Ему не раз встречались люди, которые считали себя за игроков, охваченные лихорадкой алчности, когда вдруг открывали для себя существование такой игры с высокими ставками, как триктрак, и увлеченные романтическим азартом, воплощением которого представлялся им Бруно, в чьей шкуре они мечтали оказаться. В том, что подобная страсть овладела Столарски, не было ничего необычного, даже невзирая на необычные обстоятельства ее возникновения.

– Ты все еще хочешь ударить по стрит-фуду в Лау-Па-Сате?

– Конечно! Вы только посмотрите на него: спокоен как удав. Веди нас, Флэшмен!

– Схожу на ресепшен, попрошу вызвать нам такси, – сказал Бруно. – Солнце уже печет вовсю.

В самом деле, приход Столарски в бар «Свиссотеля» ознаменовал резкий разворот в знакомстве Бруно с Тирой. Не на тот самый момент, а на весь период проживания Тиры и Кита в Сингапуре. У Бруно был отрезан путь к новым контактам с ней. Двусмысленные шуточки, демонстрация груди под бюстгальтером, стишки про крутых денди – теперь на этом можно было поставить точку. Бруно снова ощутил приятную сладость финальной части их беседы – похожую на вкус последних капель сгущенного молока на дне пустого стакана, которые обволокли ему губы только после того, как он допил кофе со льдом.

– Ты небось поклонник Пола Магрила?[30] – спросил Столарски, когда они вошли на крытый рынок и двинулись вдоль лотков с едой. – Я так понимаю, он вроде Джерома Сэлинджера в области триктрака, да? Эта его байда когда-то была популярной, но кажется такой старомодной теперь, после изобретения компьютерных игр, не думаешь?

– Турнирная игра, может быть, в чем-то стала другой. Но игра на деньги едва ли.

– А ты играл с лучшими программами? «Медуза», «Снежинка»?

– Нет.

– А против Магрила когда-нибудь играл?

– Не имел возможности.

Всю дорогу, пока они ехали в такси, и здесь, на рынке, Столарски небрежно сыпал терминами. Осталось проверить, действительно ли у него был талант или он просто как попугай зазубрил игрецкий жаргон. Хотя одно другого не исключает. Оба свойства вполне могли ужиться в таком приставучем зануде, каким Бруно запомнился старый знакомый по школе в Беркли.

– Ух ты! Да это же клевое местечко! Можно было бы забацать нечто подобное на Телеграф-авеню, собрать с улицы ораву чумазых торговцев под одной крышей, оформить им лицензии, а потом снимать сливки с их торговли. И назвать это дело «Атриум в Пиплз-парке». Ха!
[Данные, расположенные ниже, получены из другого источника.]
PR #1400, opened 2019-02-22
amam/dropdown_mismatch

cakasuma:
add sorted markets function in market utils to sort objects

### DIFF
--- a/src/common/marketUtils.es6
+++ b/src/common/marketUtils.es6
@@ -11,7 +11,7 @@ const getMarketPosition = (() => {
     };
 })();
 
-const getMarketChild = (markets) => {
+const getMarketChild = ([...markets]) => {
     return markets.map((market) => {
         if (market.submarkets) {
             const submarkets_sort = market.submarkets.sort((a, b) => {
@@ -61,7 +61,7 @@ const getMarkets = (active_symbols) => {
     }, {});
 };
 
-function sortSubmarkets(submarkets) {
+function sortSubmarkets([...submarkets]) {
     return submarkets.sort((a, b) => {
         if (a < b) return -1;
         if (a > b) return 1;
--- a/src/common/marketUtils.es6
+++ b/src/common/marketUtils.es6
@@ -1,4 +1,4 @@
-const getMarketPosition = (() => {
+const sortMarkets = (() => {
     const market_order = {
         forex: 1,
         indices: 2,
@@ -11,7 +11,7 @@ const getMarketPosition = (() => {
     };
 })();
 
-const sortMarketSubmarkets = ([...markets]) => {
+const sortSubmarkets = ([...markets]) => {
     return markets.map((market) => {
         if (market.submarkets) {
             const submarkets_sort = market.submarkets.sort((a, b) => {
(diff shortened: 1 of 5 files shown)


src/common/marketUtils.es6
```diff
@@ -11,6 +11,26 @@ const getMarketPosition = (() => {
...
 })();
 
+const getMarketChild = (markets) => {
+    return markets.map((market) => {
+        if (market.submarkets) {
+            const submarkets_sort = market.submarkets.sort((a, b) => {
+                if (a.display_name < b.display_name) return -1;
+                if (a.display_name > b.display_name) return 1;
+            });
+            market.submarkets = submarkets_sort;
```
OskarAhl: I think this will mutate the market passed in as a argument, to decouple and avoid side-effects better to:

`const getMarketChild = ([...markets]) => {`

src/common/marketUtils.es6
```diff
@@ -41,8 +61,16 @@ const getMarkets = (active_symbols) => {
     }, {});
 };
 
+function sortSubmarkets(submarkets) {
```
OskarAhl: For good practice let's do the same here: `sortSubmarkets([...submarkets])`

src/common/marketUtils.es6
```diff
@@ -11,6 +11,26 @@ const getMarketPosition = (() => {
     };
 })();
 
+const getMarketChild = ([...markets]) => {
```
OskarAhl: Maybe sortMarketSubmarkets is more descriptive?

src/common/marketUtils.es6
```diff
@@ -41,8 +61,16 @@ const getMarkets = (active_symbols) => {
     }, {});
 };
 
+function sortSubmarkets([...submarkets]) {
+    return submarkets.sort((a, b) => {
+        if (a < b) return -1;
```
OskarAhl: Why is the above sort sorting by display_name and not this one?

cakasuma: `getMarketChild` is sorting the submarket as a whole object, used in header dropdown. however, `sortSubmarket` is sorting submarket as an array, used in asset index and trading times dropdown.

OskarAhl: Ah I see 👍

src/common/marketUtils.es6
```diff
@@ -11,6 +11,26 @@ const getMarketPosition = (() => {
...
+                if (a.display_name < b.display_name) return -1;
+                if (a.display_name > b.display_name) return 1;
+            });
+            market.submarkets = submarkets_sort;
+        }
+        return market
+    })
+}
+
+const getMarketChildSorted = (markets) => {
```
OskarAhl: This function sorts markets and submarkets?

cakasuma: yes, that is the compilation of sorting the object, which sorts market and submarkets. which we will export

cakasuma: but the name should be change to `getMarketSubmarketsSorted` i think

cakasuma: let me rename all the function to be more descriptive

Столарски взглянул на Тиру. Та лишь нехотя хмыкнула в ответ.

– Естественно, у нас там не будет по-настоящему крутой муниципальной полиции, чтобы строго следить за соблюдением гигиены. И очень жаль, да, Флэшмен?
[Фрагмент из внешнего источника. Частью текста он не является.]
PR #439, opened 2023-07-15
Update appguide.rst

tomchiverton:
Clarify where to add apps to auto launch in sim.

Add notes on auto launching the sim on changes.

### DIFF
--- a/docs/appguide.rst
+++ b/docs/appguide.rst
@@ -280,9 +280,12 @@ by swiping or using the Arrow keys to bring up the launcher and then clicking
 on your application.
 
 The application can also be registered automatically when you load the
-simulator if you add it to ``wasp/main.py``. Try adding lines 5 and 6 from
+simulator if you add it to ``wasp/boards/simulator/main.pywasp/main.py``. Try adding lines 5 and 6 from
 the above example into this file (between ``import wasp`` and
 ``wasp.system.run()``).
+
+You can use something like ``while inotifywait -e modify hello.py ; do  echo change;make sim; done`` to 
+launch the simulator when you change a source file.
 
 The simulator accepts gestures such as up/down and left/right swipes but the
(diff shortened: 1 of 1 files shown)


docs/appguide.rst
```diff
@@ -280,10 +280,13 @@ by swiping or using the Arrow keys to bring up the launcher and then clicking
 on your application.
 
 The application can also be registered automatically when you load the
-simulator if you add it to ``wasp/main.py``. Try adding lines 5 and 6 from
+simulator if you add it to ``wasp/boards/simulator/main.pywasp/main.py``. Try adding lines 5 and 6 from
```
daniel-thompson, line 283: This change doens't look right.

docs/appguide.rst
```diff
@@ -280,10 +280,13 @@ by swiping or using the Arrow keys to bring up the launcher and then clicking
...
 the above example into this file (between ``import wasp`` and
 ``wasp.system.run()``).
 
+You can use something like ``while inotifywait -e modify hello.py; do   killall python3;   nohup make sim 2>&1 & done`` to
```
daniel-thompson, line 287: Nice concept. However `killall python3` is pretty brutal so I think it needs to be "Kill any existing simulator processes (and any other python3 interpretters that are currently running) and (re)launch..."

daniel-thompson (commented):
Please also squash into one patch and add a DCO signoff (see https://wasp-os.readthedocs.io/en/latest/contributing.html ).

tomchiverton:
What's a good way to spot the simulator process more precisely? Pkill isn't much help?
-- 
†øღ

fgaz:
> What's a good way to spot the simulator process more precisely? Pkill isn't much help?

It's better to used dedicated tools such as `watchexec` or `entr`. Both have options to terminate the process if it's still running.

Под чутким руководством Бруно они продегустировали жареную рисовую лапшу с креветками и филе ската в банановом листе, смыв остроту специй холодным светлым пивом. На десерт взяли черный рисовый пудинг. Бруно заметил, что у Тиры Харпаз не вызвали никакого восторга ни экзотическая еда, ни его компания, ни что бы то ни было еще. В присутствии Столарски она казалась пришибленной, просто отбывающей номер. Может быть, их отношения недавно разладились, может, они поссорились из-за отеля в джунглях Камбоджи или в Ханое? А может быть, нарочитая холодность, которую оба проявляли, маскировала какую-то свежую рану, может, это был пластырь, наложенный на недавнюю измену? Или они были поглощены медленно вызревавшей любовью-ненавистью, заражены общим психозом, о котором никто, кроме них самих, не догадывался? Бруно хватило жизненного опыта, чтобы не вообразить, будто он понимает, что между ними происходит.

26

Центральный городской рынок с большим фуд-кортом.

27

Орчард-роуд – торговая улица, где расположены фешенебельные рестораны и дорогие бутики.

28

Героиня иронически намекает на широко разрекламированный запрет на жевательную резинку в Сингапуре.

29

Городской парк в Сан-Франциско, где обитают бездомные (дословно: Народный парк).

30

Пол Магрил (1946–2018) – американский профессиональный игрок в триктрак, теоретик и популяризатор этой игры.